Both the interspersed distribution of antisense RNA molecules and their coincident high abundance with a strongly upregulated protein-coding gene are evocative of a non-specific induction that can correspond with activation of a var gene. Our current understanding of var gene activation is that var genes are activated through disassociation from silencing molecules, subsequent local histone modification and decondensation of the local chromatin environment [3-5]. Indeed this has been shown for the var2csa gene itself. Such modifications make the DNA more accessible to initiation factors and to RNA polymerase. This increased accessibility is consistent with the concept of relaxed non-specific transcription from both strands in the surrounding environment. We hypothesize that the production of antisense RNA, at least in the case of var genes, is not a mechanism for silencing the protein coding strand, but is rather a consequence of an open chromatin configuration and greater concentration of transcription factors required for expression of the active var gene (Figure (Figure4).4). A similar explanation has been advanced for some human loci, where sense and antisense RNAs are co-ordinately regulated . Long transcripts simultaneously produced from both strands are physically implausible, as one polymerase complex would displace the other. This is consistent with our finding that antisense fragments appear to be small, or alternatively, that sense and antisense are produced simultaneously but in different cells.
Various studies of var transcription have been able to detect transcripts corresponding to multiple var genes from parasite populations [2,8] or from single cells . Most of these studies have used degenerate primers targeted to the conserved DBL region found at the 5' of most var genes. These results have led to the widespread understanding that transcription initiates at many var genes, but full-length var genes are produced from only one or very few loci . Unfortunately the size of these molecules has never been thoroughly investigated and we find no data in the literature to suggest that these RNA species are in fact prematurely truncated.

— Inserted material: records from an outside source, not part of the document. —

PR #2584, opened 2022-09-01
[testlib] memory_bandwidth.cu: Handle `size` argument larger than int

akesandgren:
The default of 1GB might be too small for newer systems to get a consistent measurement of memory bandwidth.
Need to be able to five larger values so fuse std:.stol instead of std:.stoi


vkarak (approved):

vkarak:
ok to test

Indeed where RT-PCR has been used to assay transcription of the 3' end of var genes (across the splice site) multiple transcripts are still detected, even in adhesion-restricted lines . Certainly, sensitive RT-PCR amplifications do produce evidence of multiple var transcripts, but these multiple transcripts are undetectable by Northern analysis. Our data do not support the existence of truncated 5' transcripts resulting from multiple var loci, although it is possible that some transcript exists below the limits of detection. Additionally, our experiments are unable to address whether some transcripts from multiple loci might be produced but very quickly degraded. This is still a possible additional means of var regulation, although the only published nuclear run-on experiments (which can still only partially address this issue) found no evidence of 'leaky' transcription from multiple var loci .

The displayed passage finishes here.